61 0142 0D 0A db 0Dh,0Ah
62 0144 24 db "$"
64 0145 Noecho ends
65 end start
SEGMENTS and GROUPS:
-NAME- SIZE ALIGN COMBINE CLASS
NOECHO --------------------------- 0145 PARA NONE
SYMBOLS:
-NAME- TYPE VALUE ATTR
BARKMSG -------------------------- L BYTE 0123 NOECHO
BARKOUT -------------------------- L NEAR 0116 NOECHO
DOG ------------------------------ L BYTE 0141 NOECHO
START ---------------------------- L NEAR 0100 NOECHO
WHILE ---------------------------- L NEAR 0106 NOECHO
Free memory=49920, Warnings=0, Errors=0
Assembly Ended.
And, for your education and amusement, here's a DEBUG dump of the assembled NOECHO.COM program memory, using DEBUG's "U" (UnAssemble) command to turn the machine code in the *.COM file back into assembler mnemonics (you can try doing this yourself):
C:\>debug noecho.com
-u
1353:0100 C606410178 MOV BYTE PTR [0141],78
1353:0105 90 NOP
1353:0106 803E410164 CMP BYTE PTR [0141],64
1353:010B 7409 JZ 0116
1353:010D B407 MOV AH,07
1353:010F CD21 INT 21
1353:0111 A24101 MOV [0141],AL
1353:0114 EBF0 JMP 0106
1353:0116 BA2301 MOV DX,0123
1353:0119 B409 MOV AH,09
1353:011B CD21 INT 21
1353:011D B000 MOV AL,00
1353:011F B44C MOV AH,4C
-u
1353:0121 CD21 INT 21
1353:0123 0D0A42 OR AX,420A
1353:0126 61 DB 61
1353:0127 726B JB 0194
1353:0129 2120 AND [BX+SI],SP
1353:012B 42 INC DX
1353:012C 61 DB 61
1353:012D 726B JB 019A
1353:012F 2120 AND [BX+SI],SP
1353:0131 42 INC DX
1353:0132 61 DB 61
1353:0133 726B JB 01A0
1353:0135 2120 AND [BX+SI],SP
1353:0137 45 INC BP
1353:0138 6E DB 6E
1353:0139 64 DB 64
1353:013A 65 DB 65
1353:013B 64 DB 64
1353:013C 206F6E AND [BX+6E],CH
1353:013F 3A20 CMP AH,[BX+SI]
-u
[...etc...]
-q
C:\>
You will note that, as I've been saying, all the labels are missing from the *.COM file - all we have are the machine instructions.

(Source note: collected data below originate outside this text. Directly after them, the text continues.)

PR #182, opened 2020-08-02
Implement ByteArrayToImageSourceConverter in converters.

almirvuk:
`ByteArrayToImageSourceConverter` is a very simple converter that allows you to convert an object of type `byte[]` to an object of a type `ImageSource`. 

Use-case: Sometimes in our projects, we are dealing with `byte[]` values for images and we need to convert them to `ImageSource` object in our view-model or code-behind but using this converter we don't need to write that logic all over again.

### Added:

`ByteArrayToImageSourceConverter`

### Sample

```
<c:ByteArrayToImageSourceConverter x:Key="ByteArrayToImageSourceConverter" />

<views:AvatarView Size="300"
                  Source="{Binding AvatarByteArray, Converter={StaticResource ByteArrayToImageSourceConverter}}"
                  HorizontalOptions="Center" VerticalOptions="Center" />
```

### PR Checklist ###

- [X] Has tests (if omitted, state reason in the description)
- [X] Has samples (if omitted, state reason in the description)
- [X] Changes adhere to the coding standard
- [X] Updated documentation


AndreiMisiukevich:
Thank you for your contribution. Just a few tweaks and we will merge it ;)

XamarinCommunityToolkit/Converters/ByteArrayToImageSourceConverter.shared.cs
```diff
@@ -0,0 +1,30 @@
...
+        /// <param name="parameter">Additional parameter for the converter to handle. Not implemented.</param>
+        /// <param name="culture">The culture to use in the converter.</param>
+        /// <returns>An object of type ImageSource.</returns>
+        public object Convert(object value, Type targetType, object parameter, CultureInfo culture)
+             => value is byte[] imageBytes
+               ? ImageSource.FromStream(() => new MemoryStream(imageBytes))
+               : null;
+
+        public object ConvertBack(object value, Type targetType, object parameter, CultureInfo culture)
+            => throw new NotImplementedException();
```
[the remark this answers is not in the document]
almirvuk: Do these changes in the Convert method makes more sense now? @AndreiMisiukevich 😄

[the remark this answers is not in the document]
AndreiMisiukevich: Oh, sorry for the mess. int/ulong etc. was more as a question than change request. I'm not even sure that this is necessary.
Since this converter has the name "ByteToImageSourceConverter", probably it should work with byte arrays only.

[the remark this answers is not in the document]
almirvuk: It is ok, I needed to handle null and throwing exception in the right way 😄

almirvuk:
@roubachof Thank you for the suggestion, to be honest, I would keep this one and add another one called `ByteArrayToFileImageSourceConverter` with behaviour which you described in your comment. Not sure what others think about this idea. Later on, in the docs, we can describe what are the benefits and downsides of using any of these two. 😄

XamarinCommunityToolkitSample/ViewModels/Converters/ByteArrayToImageSourceViewModel.cs
```diff
@@ -0,0 +1,51 @@
...
+                using var response = await client.GetAsync(avatarUrl);
+                var imageBytes = await response.Content.ReadAsByteArrayAsync().ConfigureAwait(false);
+
+                Avatar = imageBytes;
+
+                IsBusy = false;
+            }
+            catch
+            {
+            }
```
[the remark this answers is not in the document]
almirvuk: This should be fixed by the latest commit.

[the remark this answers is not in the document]
almirvuk: This should be fixed by the latest commit.

XamarinCommunityToolkit.UnitTests/Converters/ByteArrayToImageSourceConverter_Tests.cs
```diff
@@ -13,20 +13,64 @@ public class ByteArrayToImageSourceConverter_Tests
...
+            {
+                var aByte = a.ReadByte();
+                var bByte = b.ReadByte();
+                if (aByte.CompareTo(bByte) != 0)
+                {
+                    return false;
+                }
+            }
+
+            return true;
```
AndreiMisiukevich, line 73:
```suggestion
            if (a == b)
                return true;
                
            if (a == null ||
                b == null ||
                a.Length != b.Length)
                return false;
                
            for (var i = 0; i < a.Length; i++)
                if (a.ReadByte() != b.ReadByte())
                    return false;
                    
            return true;
```

XamarinCommunityToolkit/Converters/ByteArrayToImageSourceConverter.shared.cs
```diff
@@ -21,34 +21,25 @@ public class ByteArrayToImageSourceConverter : ValueConverterExtension, IValueCo
...
+            throw new ArgumentException("Expected value to be of type byte[].", nameof(value));
+        }
 
-                case int[] intArray:
-                    imageBytes = new byte[intArray.Length * sizeof(int)];
-                    Buffer.BlockCopy(intArray, 0, imageBytes, 0, imageBytes.Length);
-                    break;
+        public object ConvertBack(object value, Type targetType, object parameter, CultureInfo culture)
+        {
+            var streamImageSource = (StreamImageSource)value;
```
AndreiMisiukevich, line 35: I guess we should check if the value is null or StreamImageSource

If null then return null
if not is StreamImageSource throw an exception

XamarinCommunityToolkit/Converters/ByteArrayToImageSourceConverter.shared.cs
```diff
@@ -21,34 +21,25 @@ public class ByteArrayToImageSourceConverter : ValueConverterExtension, IValueCo
...
-                    imageBytes = new byte[ulongArray.Length * sizeof(ulong)];
-                    Buffer.BlockCopy(ulongArray, 0, imageBytes, 0, imageBytes.Length);
-                    break;
+            var streamFromImageSource = streamImageSource.Stream(System.Threading.CancellationToken.None).Result;
 
-                default:
-                    throw new ArgumentException("Expected value to be of type byte[].", nameof(value));
-            }
+            using var memoryStream = new MemoryStream();
+            streamFromImageSource.CopyTo(memoryStream);
```
AndreiMisiukevich, line 40: streamFromImageSource can be null

XamarinCommunityToolkit.UnitTests/Converters/ByteArrayToImageSourceConverter_Tests.cs
AndreiMisiukevich: I don't think we should raise ArgumentNullException if a == null || b == null
(btw we don't raise if both equal null cuz null == null // TRUE)

XamarinCommunityToolkit/Converters/ByteArrayToImageSourceConverter.shared.cs
almirvuk: Should be done in the latest commit.

XamarinCommunityToolkit/Converters/ByteArrayToImageSourceConverter.shared.cs
almirvuk: Should be done in the latest commit.

XamarinCommunityToolkit/Converters/ByteArrayToImageSourceConverter.shared.cs
```diff
@@ -0,0 +1,54 @@
...
+        }
+
+        public object ConvertBack(object value, Type targetType, object parameter, CultureInfo culture)
+        {
+            if (value is null)
+                return null;
+
+            if (value is StreamImageSource streamImageSource)
+            {
+                var streamFromImageSource  = streamImageSource.Stream(System.Threading.CancellationToken.None).Result;
```
AndreiMisiukevich, line 40:
```suggestion
                var streamFromImageSource = streamImageSource.Stream(System.Threading.CancellationToken.None).Result;
```

almirvuk: This happens when you are in a hurry and want to finish things asap :D... thanks for the review! @AndreiMisiukevich

XamarinCommunityToolkit/Converters/ByteArrayToImageSourceConverter.shared.cs
```diff
@@ -0,0 +1,54 @@
...
+        }
+
+        public object ConvertBack(object value, Type targetType, object parameter, CultureInfo culture)
+        {
+            if (value is null)
+                return null;
+
+            if (value is StreamImageSource streamImageSource)
+            {
+                var streamFromImageSource = streamImageSource.Stream(System.Threading.CancellationToken.None).Result;
```
Depechie, line 40: Any reason on why System.Threading is not added as an _using_?

almirvuk: Fixed in the last commit, thanks!

XamarinCommunityToolkitSample/Resx/AppResources.resx
```diff
@@ -171,6 +171,11 @@
               <value>A converter that allows you to extract the value from ItemSelectedEventArgs that can be used in combination with EventToCommandBehavior.</value>
           </data>
        
+         <!--ItemTappedSelectedEventArgs-->
+  
+         <data name="ByteArrayToImageSourceShortDescription" xml:space="preserve">
+              <value>A converter that allows you to convert byte array to an object of a type ImageSource.</value>
+          </data>
```
AndreiMisiukevich, line 178:
```suggestion
         </data>
```

XamarinCommunityToolkit/Converters/ByteArrayToImageSourceConverter.shared.cs
```diff
@@ -0,0 +1,55 @@
...
+        /// </summary>
+        /// <param name="value">The value to convert.</param>
+        /// <param name="targetType">The type of the binding target property.</param>
+        /// <param name="parameter">Additional parameter for the converter to handle. Not implemented.</param>
+        /// <param name="culture">The culture to use in the converter.</param>
+        /// <returns>An object of type ImageSource.</returns>
+        public object Convert(object value, Type targetType, object parameter, CultureInfo culture)
+        {
+            if (value is null)
+                return default(ImageSource);
```
AndreiMisiukevich, line 26:
```suggestion
                return null;
```

sthewissen:
> @roubachof Thank you for the suggestion, to be honest, I would keep this one and add another one called `ByteArrayToFileImageSourceConverter` with behaviour which you described in your comment. Not sure what others think about this idea. Later on, in the docs, we can describe what are the benefits and downsides of using any of these two. 😄

LGTM, only thing I'm wondering is how we can keep track of things like "Later on, in the docs" to actually do them 😂

@jfversluis any suggestions?

almirvuk:
> > @roubachof Thank you for the suggestion, to be honest, I would keep this one and add another one called `ByteArrayToFileImageSourceConverter` with behaviour which you described in your comment. Not sure what others think about this idea. Later on, in the docs, we can describe what are the benefits and downsides of using any of these two. 😄
> 
> LGTM, only thing I'm wondering is how we can keep track of things like "Later on, in the docs" to actually do them 😂
> 
> @jfversluis any suggestions?

I was planning to do the docs for the stuff which I made in repo... and to cover those topics.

Also, DEBUG doesn't know which bytes are instructions and which are data, so it tries to turn everything into instruction mnemonics, even the data.
As you see from our instruction "MOV DX,0123", our BARKMSG string starts at offset 0123h, so everything from memory offset 0123 onward is actually data, not instructions. Some of that data just happens to have the same bit patterns as instructions, and DEBUG tries to display it as such.